Thousands of bottles of a widely prescribed blood pressure medication are being pulled from pharmacy shelves across the United States. The nationwide recall was initiated due to a manufacturing defect that could significantly compromise the medication’s effectiveness, leaving patients vulnerable to poorly managed hypertension.
According to an official announcement by the U.S. Food and Drug Administration (FDA), the recall impacts more than 11,400 bottles of prescription chlorthalidone tablets. Because managing high blood pressure requires consistent and reliable medication performance, health officials are urging patients to check their prescription labels immediately.
The Details Behind the Recall
The voluntary recall was formally set in motion on June 5 by Inventia Healthcare Limited, an India-based pharmaceutical manufacturer headquartered in Mumbai.
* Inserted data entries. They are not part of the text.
PR #1271, opened 2021-09-23
add check-pr from personal repo

bmc-msft:
Adding the tool I use for automating execution of integration tests on a new deployment for a given pr.


src/utils/check-pr/check-pr.py
```diff
@@ -0,0 +1,319 @@
...
+
+        cmd = ["az", "group", "delete", "-n", self.instance, "--yes", "--no-wait"]
+        print(cmd)
+        subprocess.call(cmd)
+        print("done")
+
+    def run(self, *, merge_on_success: bool = False) -> None:
+        release_filename = "release-artifacts.zip"
+        self.downloader.get_artifact(
+            "microsoft/onefuzz",
```
chkeita, line 249: This is getting the artifact from the onefuzz repo right? can we make it parameter so that we can use on other repo

src/utils/check-pr/check-pr.py
```diff
@@ -0,0 +1,319 @@
...
+            "ci.yml",
+            self.branch,
+            self.pr,
+            "release-artifacts",
+            release_filename,
+        )
+
+        test_filename = "integration-test-artifacts.zip"
+        self.downloader.get_artifact(
+            "microsoft/onefuzz",
```
chkeita, line 259: same as my previous comment, this should configurable

src/utils/check-pr/check-pr.py
bmc-msft: added

src/utils/check-pr/check-pr.py
bmc-msft: added

chkeita (approved):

The impacted product is the 25-mg dosage strength of chlorthalidone tablets. While Inventia Healthcare Limited manufactured the medication, the drug was distributed throughout the United States by New Jersey-based distributor Rising Pharma Holdings, Inc.
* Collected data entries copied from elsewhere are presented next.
PR #1286, opened 2021-09-27
use flake8 on deployment

bmc-msft:
All of the rest of the python codebases within the repo use flake8 as
part of the lint process.  This aligns the deployment code with the
practice.

### DIFF
--- a/.github/workflows/ci.yml
+++ b/.github/workflows/ci.yml
@@ -309,10 +309,11 @@ jobs:
         set -ex
         cd src/deployment
         python -m pip install --upgrade pip
-        pip install mypy isort black types-requests
+        pip install mypy isort black types-requests flake8
         mypy .
         isort --profile black . --check
         black . --check
+        flake8 *.py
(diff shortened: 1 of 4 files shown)


.github/workflows/ci.yml
```diff
@@ -309,10 +309,11 @@ jobs:
         set -ex
         cd src/deployment
         python -m pip install --upgrade pip
-        pip install mypy isort black types-requests
+        pip install mypy isort black types-requests flake8
         mypy .
         isort --profile black . --check
         black . --check
+        flake8 *.py
```
ranweiler, line 316: Is it important that this arg is `*.py` and not `.`?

The recall encompasses both 100-count and 1,000-count prescription bottles, totaling approximately 11,460 bottles in circulation nationwide.
Following an analysis of the situation, the FDA officially classified the incident as a Class II recall on June 22. By definition, the FDA categorizes a Class II recall as a moderate hazard situation where exposure to or use of the violating product could trigger temporary or medically reversible adverse health consequences. While the immediate risk of severe or life-threatening injury is low, the potential failure of the drug to manage a chronic condition like high blood pressure presents a distinct medical concern.
Why the Medication is Being Pulled
The recall was triggered after routine quality control testing revealed a critical flaw in how the pills behave. Specifically, the FDA noted that the affected lots “failed dissolution specifications.”
What does “failed dissolution” mean? When a tablet fails dissolution testing, it means the pill does not break down or dissolve within the human body at the rate or consistency required. If a pill cannot dissolve properly in the digestive tract, the body cannot absorb the active pharmaceutical ingredient as intended. Consequently, patients taking the medication may receive a sub-therapeutic dose, rendering the drug largely ineffective at controlling their medical condition.
What is Chlorthalidone?
Chlorthalidone is a widely utilized prescription diuretic—often referred to as a “water pill”—that plays a foundational role in cardiovascular health. It is primarily prescribed to manage hypertension (high blood pressure) and to treat edema, a condition characterized by fluid retention in the body’s tissues.
The drug functions by stimulating the kidneys to filter out excess water and sodium from the bloodstream, which is then eliminated through urine. By reducing the overall volume of fluid circulating through the blood vessels, chlorthalidone successfully lowers blood pressure and diminishes the workload placed on the heart. When the drug fails to dissolve properly, blood pressure can spike unnoticed, increasing long-term cardiovascular risks.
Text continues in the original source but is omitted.